Running experiments using the command line

We used the shell scripts in the directory bash_scripts to run our experiments. There is one script corresponding to each results table in the paper.

Scenario A

  • Table 3: run_all_scenario_a.sh

Scenario B

  • Table 4: run_all_scenario_b_hendrix_settings.sh
  • Table 5: run_all_scenario_b_ortega_settings.sh

Scenario C

  • Table 6: run_all_scenario_c.sh

By default, the value iteration experiments will save results in viso_jax/value_iteration/outputs/{name of bash script}/{date}/{time}/m{x}/{exp name} and the simulation optimization experiments will save results in viso_jax/simopt/outputs/{name of bash script}/{date}/{time}/m{x}/{exp name}. Alternative output paths can be specified in the bash script by changing the command line argument hydra.run.dirpassed to the scripts run_value_iteration.py and run_optuna_simopt.py respectively.

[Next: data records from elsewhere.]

PR #377, opened 2021-05-13
[WIP] Start restyling, working in the open

asolove:
⚠️ This PR is now a complete body of work to increase UI consistency and make CPO look more familiar to students who know Google Docs well. It's not every but of UI we might consider changing, but it's all the site-wide chrome bits that mostly didn't need any css/html changes. I still need to do a bit more browser and accessibility testing before being comfortable with it.

# Vision
[See discussion and mockups](https://docs.google.com/document/d/1diXEgx7TnF_KHnioZAxl458xx2IlBJ_kxG4G0s4mIjs/edit#bookmark=id.ptyfrlsvsbl5) from an earlier discussion.

# Milestones
I intend to propose incremental improvements in self-contained and easy-to-review PRs.

This first PR will propose some relatively safe, global, CSS-only changes:
  - [x] Title bar and menu styling
  - [x] Modal styling and visual hierarchy of cancel/submit buttons
  - [x] Run/stop button styling
  - [x] Clarify shadows and boundaries between menu, editor, and repl
  - [x] Clean up duplicate and inconsistent font rules

Future PRs will try to make more local changes.

# Preview
[Demo video](https://www.youtube.com/watch?v=MCHlEL6yLv8)

### DIFF
--- a/src/web/css/editor.css
+++ b/src/web/css/editor.css
@@ -945,7 +945,7 @@ body.smallHeader .replContainer {
 }
 
 #bonniemenuContents {
-  min-width: 200px;
+  min-width: 250px;
 }
 #filemenuContents {
   min-width: 200px;
@@ -956,7 +956,9 @@ body.smallHeader .replContainer {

Details from the experiments used to populate the results table are saved in a yaml file, output_info.yaml. This file also includes the KPI information used to populate the results tables in the appendices. By default, all experiments save the hydra configuration details and a log file. Value iteration experiments may save checkpoints of the value function, and by default will save the final policy and the final estimate of the value function (poilcy.csv, V.csv). Simulation optimization experiments save a record of the trials run by Optuna (trials.csv) and the row corresponding to the best trial (best_trial.csv) by default.

Tests

The test suite is intended to be high level, comparing outputs of our methods (e.g. policies, heuristic policy parameters and mean returns) to those reported in the original papers. Some tests may fail due to an out-of-memory error if run on a GPU with less than 12GB of VRAM because the maximum batch sizes (for value iteration) and number of rollouts to perform in parallel (for policy evaluation) have been set to run on the Nvidia GTX 3060 used during development.

Recommended resources

JAX

Getting started

The JAX documentation includes JAX 101, a set of interactive introductory tutorials. We also recommed reading JAX - the sharp bits to understand key differences between NumPy and JAX.

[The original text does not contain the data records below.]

Issue #350, opened 2020-10-08
better labels


shriram:
The Rename menu option looks like

![image](https://user-images.githubusercontent.com/75030/95524890-99854f00-09a0-11eb-842c-2faed52c08d4.png)

Both buttons look wrong, at least if I understand the semantics correctly: "Close" should be "Cancel" and "Submit" (which has a needless BSDM ring to it) should be "Rename" (one could image more precisely alternatives like "Proceed" or "Commit" or something, but I imagine that for kids, "Rename" is the easiest to understand).

shriram:
(Close should be Cancel because Close doesn't make clear whether the renaming happened anyway or not.)

schanzer:
While we're at it...
![image](https://user-images.githubusercontent.com/77126/95637120-f34c4e80-0a5e-11eb-9666-37f9f962f198.png)

"Close" should be renamed "Cancel"

Once you share a file for the first time, the "Update" button is a little confusing ("what am I updating...?"). And of course, it's extra confusing that clicking _either button_ has the same effect! Why even make two buttons?

asolove:
Would folks be interested in a PR to update the modal buttons more broadly? Right now they're always static for every modal, so I'd start by letting `cpo/modal-prompt/Prompt` accept new options for the button text.

I might also suggest restyling the left button to not be red, as it's generally the safer/do-nothing option, rather than something dangerous enough it should be styled red. (That said, I know users and documentation may have come to rely on details of this UI, so if touching it is dangerous, wanted to check first.)

asolove:
I don't want to be presumptuous, but if I'm thinking about this anyways, is there any interest in a broader UI refresh? I took [some notes on bits of the UI that seemed unfamiliar](https://docs.google.com/document/d/1diXEgx7TnF_KHnioZAxl458xx2IlBJ_kxG4G0s4mIjs/edit#bookmark=id.ptyfrlsvsbl5) and had an idea to update the menus, dialogs and top buttons at the same time. But this was just relative to my own understanding and I know a lot more research would be needed to understand the issues that real users face and try to solve them as part of that effort.

jpolitz:
That document and your thoughts are not presumptuous, they are spectacular! Thank you so much for writing all of this down, what a gift! I put some comments in the doc.

I think that:

[...]

PR #379, opened 2021-05-28
Improve UI for save as, rename, and import dialogs.

asolove:
This PR improves UI styling, a11y, visual hierarchy, and some micro text for three of the CPO modal dialogs.

(After starting work on other modals, they require enough thinking that they need to be in separate PRs.)

# Scope

### Global dialog improvements
- [x] Dialogs can customize the text on the close button, default to "Cancel" (#350)
- [x] Focus the first focusable element after shown.
- [x] Allow dialogs to opt into narrower style.

### Individual dialogs
- [x] Save As / Rename
  - [x] Change submit button text to "Save"
  - [x] Narrower, clearer spacing
  - [ ] Suggest better/funnier name for unnamed files? Change "Untitled" suggestion to "avast.arr"?

- [x] Import image
  - [x] Clarify styling of the three separate options in the table
  - [x] Make code samples smarter, adjusting to number of files selected
  - [x] Find a better name for import image style picker. "Import type" could be mistaken for a PL "type". Need to convey "how do you want these images to be imported?"
  - [ ] Make more of each row clickable to select the radio button

# Preview 

## Save As / Rename

Production:
image

With this PR:
image

## Import image

**Production:**
image
(Code samples show like this, even when only 1 or 2 files selected.)

**With this PR:**
Code samples change depending on number of files selected.
- e.g. with one file:
image
- with three files:
image

### DIFF
--- a/src/web/css/editor.css
+++ b/src/web/css/editor.css
@@ -2100,13 +2100,21 @@ table.choiceContainer {
 }
 div.choiceContainer {
    text-align: left;
+   margin-top: 16px;
 }
 div.choiceContainer input[type=text] {
+  display: block;
+  margin-top: 10px;
+  width: 100%;
+  box-sizing: border-box;
+  padding: 10px 12px;
+  font-family: var(--font-stack);
   padding: 0.5em;
   font-size: 100%;
-  border: 1px solid #999;
-  border-radius: 2px;
+  border: 1px solid #aaa;
+  border-radius: 3px;
 }
+
 div.choiceContainer .textLabel {
   margin-right: 1em;
 }
@@ -2194,7 +2202,7 @@ table.pyret-row {
 }
 
 .modal-content.narrow {
-  max-width: 500px;
+  max-width: 400px;
 }
 
 /* Add Animation */
@@ -2301,7 +2309,7 @@ table.pyret-row {
 }
 
 .modal-footer {
-  padding: 2px 20px 20px;
+  padding: 20px;
   display: flex;
   flex-direction: row-reverse;
 }
--- a/src/web/css/editor.css
+++ b/src/web/css/editor.css
@@ -2096,8 +2096,42 @@ table {
 
 table.choiceContainer {
    border: 0px;
-   margin: 1em;
+   margin: 0px;
+   background: none;
+   border-radius: 4px;
 }
+
+table.choiceContainer tr {
+  background: none !important;
+}
+table.choiceContainer td {
+  border-bottom: 1px solid #ccc;
+}
+table.choiceContainer tr:last-child td {
+  border-bottom-width: 0px;
+}
+table.choiceContainer .pyret-modal-option-example {
+  padding-right: 0px;
+}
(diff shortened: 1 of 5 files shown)


jpolitz:
I like all the changes above!

I don't have data on this, but I would bet a small amount that the number people who have used the `[list: ...]` option in that import dialog is in the single digits. The first two are by far the most common. I suspect we could eliminate that option to simplify things.

sorawee:
The list with one element option also looks kinda useless.

shriram:
Wow. Who knew this could be this nice.

asolove:
I was going to ask about usage of the import options and any feedback folks had heard.

I agree the single file case looks a bit odd right now, but here's the weird chain of thinking that led me there:

- From one standpoint, we could just skip this whole step and always import as values. Students might benefit from choosing a meaningful variable name, as leaving around `img1` seems like an avoidable antipattern. This would certainly make things faster/simpler.
- But given the editor's lack of multi-cursor or regex support (which is understandable for this audience!), if you really _did_ want to import a list of 50 images, it would be painful to import them on separate lines and have to go back to add commas and indentation manually. So the list option is useful.
- The first several time I used the modal, I didn't really internalize that I could import multiple images at the same time. I only noticed this on the nth try, after stopping to think about why anyone would ever choose the "list" option. If we removed the list option when one file was selected, you might _never_ discover that you could select multiple, and that would be sad. (There may also be a strong argument for completeness here: to help students navigate the classic set-theory dilemma about distinguishing an item from the set/list which contains just that item.)

All of this thinking in circles led me to offering all options all the time, though some of them are more sensible than others. Moving further in this direction, we might also consider inserting single image values at the current cursor location rather than a new line, if you want to specifically import the file inside an existing expression.

But I could see an equally-strong argument for just removing this step and always using values and letting users figure out variable names or additional structure themselves.

asolove:
Note: after starting to think about the tricky bits of the publish dialog, I'm going to cut scope of this one to just the current set (save as, rename, and insert image) and start the publish work in another issue.

shriram:
Just a comment that this is a good argument for leaving the list import option. I also think it has the benefit of inspiring ideas — e.g., you *realize* you can list-import, so you create a bunch of images to import that way (for instance, to make a zoetrope). TBH, I had forgotten/not realized you can do a list import until I saw the GUI proposal…

jpolitz:
Fair enough @shriram . I guess list is handy if you navigate to a directory, cmd/shift select a bunch. Doing values and inserting the [list: ..., ..., ...] would be annoying because of all the commas. Probably really magical for those <10 people :-)

asolove:
Hey all! The perfect is the enemy of the good, and I think this branch is now a clear enough improvement over the current state that I'd like to get it into Horizon.

Let me know if y'all have any objections or suggestions.

jpolitz:
I'm going to merge and so we can poke at it on horizon and give any feedback after. This is a pretty clear improvement, thanks!

PR #383, opened 2021-06-30
prevent scrollbars from causing REPL line height issues

thomascastleman:
This addresses the line height problems mentioned in #377 by changing scrollbars in the non-default themes. 

Previously, they used the `::webkit-scrollbar` selectors to create a custom scrollbar for both the REPL and CodeMirror windows. We've switched to using the [`color-scheme`](https://developer.mozilla.org/en-US/docs/Web/CSS/color-scheme) property, which is only affecting the color of the scrollbar and seems reasonably well-supported.

We have checked Firefox, Brave, Chrome and Safari and so far the worst effect is that in Safari when switching between themes, the scrollbar maintains its previous color until you click on it. I would argue this is a better issue than line height problems that prevent the REPL from being readable.

### DIFF
--- a/src/web/css/themes/base16.css
+++ b/src/web/css/themes/base16.css
@@ -165,9 +165,7 @@ body.base16 {
   --loader-text:        var(--white);             /* text containing loading messages during page load */
 
   /* Scrollbars */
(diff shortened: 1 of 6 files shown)


jpolitz:
Agreed that this is an improvement, thanks!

The Awesome JAX GitHub repository contains links to a wide variety of Python libraries and projects based on JAX.

Value iteration

Thomas J Sargent and John Stachurski provide an interactive tutorial implementing value iteration in JAX for an economics problem and compard the speed of two NumPy-based approaches with GPU-accelerated JAX.

Hydra

We specified the configurations of our experiments using Hydra, which support composable configuration files and provides a command line interface for overriding configuration items.

Gymnax

We created reinforcement learning environments for each scenario using Gymnax. Gymnax provides an API similar to the OpenAI gym API, but allows simulated rollouts to run in parallel on GPU. This is particularly helpful for simulation optimization because it allows many possible parameters for the heuristic policies (e.g. a base-stock policy) to be evaluated at the same time, each on many parallel rollouts.

Optuna

We used Optuna to search the parameter spaces for heuristic policies in our simulation optimization experiments.